PROVIDED RECORDS Start Marker

Issue #4080, opened 2015-07-26
Remove local_seq


nolanlawson:
Might as well get this in for 4.0.0.

nolanlawson:
f0639ea6bd0a9041592f890f463e905aa05d2158

sansato:
The ?local_seq=true option is still active in couchdb, and I don't see how else to get the sequence number matching the current rev of a document.  I'm tasked with providing a promise for a particular replication stream being up-to-date with regard to a particular doc@rev, which is easy if I can get its seq.  Is there a recommended pouchdb alternative (that works with a remote db) that returns such seq?

https://docs.couchdb.org/en/2.3.1/api/document/common.html

karlwestin:
This depends a lot about what you're trying to do, it's a bit tricky

Unfortunately PouchDB sequence numbers do not match CouchDB sequence numbers since 2.0, and if CouchDB runs in multi-node mode CouchDB sequence numbers might not match each other either.

What you can do is to store the result of your push replication (i assume this is about whether you uploaded all your changes to the server) in a local doc, then use that sequence to look for changes after that number

```javascript
localDB.changes({ since: last_push_update_seq, doc_ids: 'myDocID' })
   .then(changes => {
      // if there's no changes to this doc since last sync, you're good
      return changes.results.length === 0
   })
```

If you are online, you can compare the revision on your local doc against the revision on the server.

Storing the last update seq of a replication is a bit involved and i'm sorry i can't provide that to support your project, but in general:
- if you're replicating with `live: false` you get the last synced sequence from the promise
- if you are doing `live: false` you'll have listen for the 'paused' event and call localDB.info() when that happens

sansato:
Thanks for this.  It opens some options I hadn't seen.  Especially appreciating the heads-up about server seq numbers when using a couchdb cluster.

PR #4081, opened 2015-07-26
(#4080) - remove local_seq

nolanlawson:
For the record, this will also improve code coverage,
because we are not testing it.


lib/utils.js
```diff
@@ -353,12 +353,6 @@ exports.cancellableFun = function (fun, self, opts) {
 
 exports.explain404 = require('./deps/explain404');
 
-exports.info = function (str) {
-  if (typeof console !== 'undefined' && 'info' in console) {
-    console.info(str);
-  }
-};
-
```
nolanlawson: I can verify that this is no longer being used anywhere.

daleharvey:
:+1: I seem to need a rebase though

nolanlawson:
And `local_seq` is gone! f0639ea6bd0a9041592f890f463e905aa05d2158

PROVIDED RECORDS End Marker

● WHAT YOU NEED TO DO
Output the line bearing "If you are online, you" along with all the lines after it through the end of the entries, exactly, and no other lines.

● TASK RESULT
If you are online, you can compare the revision on your local doc against the revision on the server.

Storing the last update seq of a replication is a bit involved and i'm sorry i can't provide that to support your project, but in general:
- if you're replicating with `live: false` you get the last synced sequence from the promise
- if you are doing `live: false` you'll have listen for the 'paused' event and call localDB.info() when that happens

sansato:
Thanks for this.  It opens some options I hadn't seen.  Especially appreciating the heads-up about server seq numbers when using a couchdb cluster.

PR #4081, opened 2015-07-26
(#4080) - remove local_seq

nolanlawson:
For the record, this will also improve code coverage,
because we are not testing it.


lib/utils.js
```diff
@@ -353,12 +353,6 @@ exports.cancellableFun = function (fun, self, opts) {
 
 exports.explain404 = require('./deps/explain404');
 
-exports.info = function (str) {
-  if (typeof console !== 'undefined' && 'info' in console) {
-    console.info(str);
-  }
-};
-
```
nolanlawson: I can verify that this is no longer being used anywhere.

daleharvey:
:+1: I seem to need a rebase though

nolanlawson:
And `local_seq` is gone! f0639ea6bd0a9041592f890f463e905aa05d2158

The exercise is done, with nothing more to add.